Saved data entries:
§ §

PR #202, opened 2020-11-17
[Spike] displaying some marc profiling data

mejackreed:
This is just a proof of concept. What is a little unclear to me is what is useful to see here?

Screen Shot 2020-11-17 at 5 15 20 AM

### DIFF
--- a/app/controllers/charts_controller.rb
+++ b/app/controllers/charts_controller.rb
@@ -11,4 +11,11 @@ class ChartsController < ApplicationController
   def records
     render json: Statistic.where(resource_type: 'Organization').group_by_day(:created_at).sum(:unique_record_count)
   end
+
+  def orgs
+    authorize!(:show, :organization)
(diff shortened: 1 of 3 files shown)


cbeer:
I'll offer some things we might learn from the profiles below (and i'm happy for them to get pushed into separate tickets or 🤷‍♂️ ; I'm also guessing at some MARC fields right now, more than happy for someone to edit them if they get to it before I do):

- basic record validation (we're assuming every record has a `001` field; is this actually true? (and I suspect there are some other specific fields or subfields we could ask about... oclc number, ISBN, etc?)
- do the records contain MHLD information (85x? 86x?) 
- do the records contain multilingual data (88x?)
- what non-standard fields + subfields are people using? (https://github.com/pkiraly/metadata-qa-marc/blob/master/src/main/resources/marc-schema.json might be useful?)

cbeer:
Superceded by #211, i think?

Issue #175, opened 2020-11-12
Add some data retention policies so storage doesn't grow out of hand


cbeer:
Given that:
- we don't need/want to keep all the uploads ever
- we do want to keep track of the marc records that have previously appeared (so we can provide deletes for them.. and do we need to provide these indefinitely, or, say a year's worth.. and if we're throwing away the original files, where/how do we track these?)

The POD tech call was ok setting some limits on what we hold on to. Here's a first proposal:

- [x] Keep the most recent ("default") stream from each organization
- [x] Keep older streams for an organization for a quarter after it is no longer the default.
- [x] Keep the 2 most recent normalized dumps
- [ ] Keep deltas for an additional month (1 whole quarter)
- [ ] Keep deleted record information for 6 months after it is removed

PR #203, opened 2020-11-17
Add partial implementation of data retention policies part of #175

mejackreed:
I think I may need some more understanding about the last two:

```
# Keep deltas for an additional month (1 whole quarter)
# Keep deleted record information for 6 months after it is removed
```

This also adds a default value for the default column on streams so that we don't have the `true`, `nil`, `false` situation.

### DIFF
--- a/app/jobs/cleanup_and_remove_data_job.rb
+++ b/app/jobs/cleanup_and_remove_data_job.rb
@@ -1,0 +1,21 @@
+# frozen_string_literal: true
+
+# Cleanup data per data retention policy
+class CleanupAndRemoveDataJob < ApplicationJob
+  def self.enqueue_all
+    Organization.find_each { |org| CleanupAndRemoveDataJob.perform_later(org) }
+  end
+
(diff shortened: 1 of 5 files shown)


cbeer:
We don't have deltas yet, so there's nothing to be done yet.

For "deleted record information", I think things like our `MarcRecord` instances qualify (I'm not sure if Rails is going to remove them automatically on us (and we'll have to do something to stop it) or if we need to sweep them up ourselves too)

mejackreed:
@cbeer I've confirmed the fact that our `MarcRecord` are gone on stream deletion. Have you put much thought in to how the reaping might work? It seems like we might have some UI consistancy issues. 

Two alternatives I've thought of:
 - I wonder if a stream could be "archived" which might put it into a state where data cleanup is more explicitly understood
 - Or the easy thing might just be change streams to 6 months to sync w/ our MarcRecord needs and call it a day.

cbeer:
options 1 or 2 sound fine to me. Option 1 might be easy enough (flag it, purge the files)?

§ §

Work to be completed: Using the entries above, quote each line verbatim from the first through the line that contains "The POD tech".

Solution to the problem:
PR #202, opened 2020-11-17
[Spike] displaying some marc profiling data

mejackreed:
This is just a proof of concept. What is a little unclear to me is what is useful to see here?

Screen Shot 2020-11-17 at 5 15 20 AM

### DIFF
--- a/app/controllers/charts_controller.rb
+++ b/app/controllers/charts_controller.rb
@@ -11,4 +11,11 @@ class ChartsController < ApplicationController
   def records
     render json: Statistic.where(resource_type: 'Organization').group_by_day(:created_at).sum(:unique_record_count)
   end
+
+  def orgs
+    authorize!(:show, :organization)
(diff shortened: 1 of 3 files shown)


cbeer:
I'll offer some things we might learn from the profiles below (and i'm happy for them to get pushed into separate tickets or 🤷‍♂️ ; I'm also guessing at some MARC fields right now, more than happy for someone to edit them if they get to it before I do):

- basic record validation (we're assuming every record has a `001` field; is this actually true? (and I suspect there are some other specific fields or subfields we could ask about... oclc number, ISBN, etc?)
- do the records contain MHLD information (85x? 86x?) 
- do the records contain multilingual data (88x?)
- what non-standard fields + subfields are people using? (https://github.com/pkiraly/metadata-qa-marc/blob/master/src/main/resources/marc-schema.json might be useful?)

cbeer:
Superceded by #211, i think?

Issue #175, opened 2020-11-12
Add some data retention policies so storage doesn't grow out of hand


cbeer:
Given that:
- we don't need/want to keep all the uploads ever
- we do want to keep track of the marc records that have previously appeared (so we can provide deletes for them.. and do we need to provide these indefinitely, or, say a year's worth.. and if we're throwing away the original files, where/how do we track these?)

The POD tech call was ok setting some limits on what we hold on to. Here's a first proposal:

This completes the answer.